As a couple of reddit commenters point out, the user agent string that bypasses auth (according to the post) can be read backwards as "Edit by 04882 Joel Backdoor", and one possible Joel is CTO Alpha Networks, whose thttpd this appears to be.
I've no security expertise, but this seems cataclysmically bad!
Note how you could have a header some includes 'User-Agent:' somewhere back in the value, and the arrive with an entirely incorrect pointer to what you think is the value - strstr just finds the needle anywhere in the haystack, not necessarily at the beginning. This particular piece (AFAICT) cannot be exploited for e.g. overruns or similar, maybe just for a subsequent crash or unexpected behaviour due to lack of input sanitization, but still, crazy strstr juggling on untrusted user input? oh oh.
If the rest of this code looks like that, this should never, ever be exposed to the wild wild web.
So while you're right that the strstr() is lazy (should probably be a strncmp() or something), it's probably not that big of a deal in this particular case. The worst an attacker could do here is get a weird user agent string, which they could already do by just setting the User-Agent field to something weird...
Doesn't this mean if '/admin/factory_reset' normally requires authentication, requesting '/admin/factory_reset?_=graphic/' would bypass this without the need for custom headers...
Does anyone know how to view this page in desktop mode on any Android browser? The pictures are not fully visible, and I've tried AOSP, Chrome, Firefox, Phony Firefox extension. Nothing works...
The good reason being able to login to the router to reset the password if the customer forgot it (I remember some home/small office routers don't reset the admin password when you use the reset button).
The evil reason being able to login remotely to any router and snoop around.
Well, I have a router that has remote-WAN-access disabled[1] ....and yet, if you type that (blurred out) IP:PORT into your browser you STILL get the prompt for user/pass. And if you type it correctly, you STILL access my router!!!!! So if my router has the same kind of UserAgent:roodkcabvogasn backdoor, I'm screwed.

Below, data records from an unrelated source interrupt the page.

PR #1310, opened 2023-03-17
Fix rock/RockSwapDir.cc "slot->sameKey()" assertion

rousskov:
Introduced in 2014 commit fa2301d, the assertion was too strict: Due to
store_client idiosyncrasies, openStoreIO() may be called long after the
initial cache hit is detected and locked for reading. It is possible
that the StoreEntry object has gone private since that detection and
locking. Private StoreEntry objects lose their public keys. The existing
anchor lock assures that we still point to the right disk entry, but we
cannot check that invariant using the now-private StoreEntry key.

There are no known sightings of this assertion in the wild, but we can
now reproduce it using high-load Web Polygraph tests. It is not clear
whether some other Squid changes made the triggering sequence of events
a bit more likely, or we were just lucky to discover the right workload.

### DIFF
--- a/src/fs/rock/RockSwapDir.cc
+++ b/src/fs/rock/RockSwapDir.cc
@@ -795,7 +795,12 @@ Rock::SwapDir::openStoreIO(StoreEntry &e, StoreIOState::STIOCB * const cbIo, voi
     // public key, but it could have gone private since then (while keeping the
     // anchor lock). The stale anchor key is not (and cannot be) erased (until
     // the marked-for-deletion/release anchor/entry is unlocked is recycled).
-    assert(EBIT_TEST(e.flags, KEY_PRIVATE) || slot->sameKey(static_cast<const cache_key*>(e.key)));
+    const auto ourAnchor = [&]() {
+        if (const auto publicKey = e.publicKey())
+            return slot->sameKey(publicKey);
+        return true; // cannot check
+    };
+    assert(ourAnchor());
 
     // For collapsed disk hits: e.swap_file_sz and slot->basics.swap_file_sz
     // may still be zero and basics.swap_file_sz may grow.
--- a/src/fs/rock/RockSwapDir.cc
+++ b/src/fs/rock/RockSwapDir.cc
@@ -791,7 +791,12 @@ Rock::SwapDir::openStoreIO(StoreEntry &e, StoreIOState::STIOCB * const cbIo, voi
            std::setfill('0') << std::hex << std::uppercase << std::setw(8) <<
            sio->swap_filen);
 
-    assert(slot->sameKey(static_cast<const cache_key*>(e.key)));
+    // When StoreEntry::swap_filen for e was set by our anchorEntry(), e had a
+    // public key, but it could have gone private since then (while keeping the
+    // anchor lock). The stale anchor key is not (and cannot be) erased (until
+    // the marked-for-deletion/release anchor/entry is unlocked is recycled).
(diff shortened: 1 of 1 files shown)


src/fs/rock/RockSwapDir.cc
```diff
@@ -791,7 +791,17 @@ Rock::SwapDir::openStoreIO(StoreEntry &e, StoreIOState::STIOCB * const cbIo, voi
...
+    // When StoreEntry::swap_filen for e was set by our anchorEntry(), e had a
+    // public key, but it could have gone private since then (while keeping the
+    // anchor lock). The stale anchor key is not (and cannot be) erased (until
+    // the marked-for-deletion/release anchor/entry is unlocked is recycled).
+    const auto ourAnchor = [&]() {
+        if (const auto publicKey = e.publicKey())
+            return slot->sameKey(publicKey);
+        return true; // cannot check
+    };
+    assert(ourAnchor());
```
rousskov, line 803:
```suggestion
    assert(EBIT_TEST(e.flags, KEY_PRIVATE) || slot->sameKey(static_cast<const cache_key*>(e.key)));
```

We can come back to raw StoreEntry::key access and casting employed by the official code (as shown in the suggestion above), but it is best to use publicKey() API instead of that dangerous legacy code. It is possible that the bug fixed by this PR would not exist if the original assertion were written using that publicKey() API -- we could have realized that the (public) key may be gone in this context -- but publicKey() did not exist at commit fa2301d time (it was added four years later in commit 4310f8b).

Using publicKey() while still honoring assert()'s "do nothing in optimized NDEBUG builds" principle (and not computing the public key twice), requires a lambda AFAICT, but it is a fairly simple one.

yadij: > Using publicKey() while still honoring assert()'s "do nothing in optimized NDEBUG builds" principle (and not computing the public key twice), requires a lambda AFAICT, but it is a fairly simple one.

Er, FYI `NDEBUG` is just one of multiple problems with optimizing vs assert().
The principle is a simpler: "assert must not have side effects".

yadij: I do not see any side effects of calling publicKey(), nor sameKey() - and both are const methods.

If you are worried about the lambda or hidden side-effects of computing the publicKey, then a protective if-statement that optimizes away may be more suitable.
```suggestion
    if (const auto publicKey = e.publicKey())
        assert(slot->sameKey(publicKey));
```

yadij (approved):
I'm okay with this whether you take my suggestion or not.

src/fs/rock/RockSwapDir.cc
rousskov: >  The principle is a simpler: "assert must not have side effects".

There are many principles associated with assert(). At the _minimum_, like you said, the code inside assert() should not have side effects. Where feasible, we should also aim for the "do-nothing in optimized NDEBUG builds" principle.

Technically, a call to publicKey() in the proposed `if` guard outside assert() might violate both principles: In the current code, it does _not_, but there is no guarantee that publicKey() does not gain side effects or stops being inlined in the future, unbeknownst to this caller. We should prefer code that does not rely on the current implementation of an external (to that code) API.

FWIW, I suspect there is a better (and possibly even a more general) solution here than the merged lambda. I hope we discover it some day (but it is not a big deal if we do not).

P.S. Sorry I could not respond sooner due to travel.

DrDaveD:
The description here says that there are no known sightings of the assertion in the wild, but there is one reported now in [bug 5531](https://bugs.squid-cache.org/show_bug.cgi?id=5531#c7).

I really should get a new router... like...very soon.
Also, I'm a conspiracy-nut and I think a significant amount of these "bugs" happen on purpose.
Sure, but all the adversary needs is for the user to visit a webpage that makes his/her browser contact the router (i.e. from within the LAN). If the adversary has to take into account defeating the user's password, this becomes an impractical attack. With the backdoor, however…
I've no security expertise, but this seems cataclysmically bad!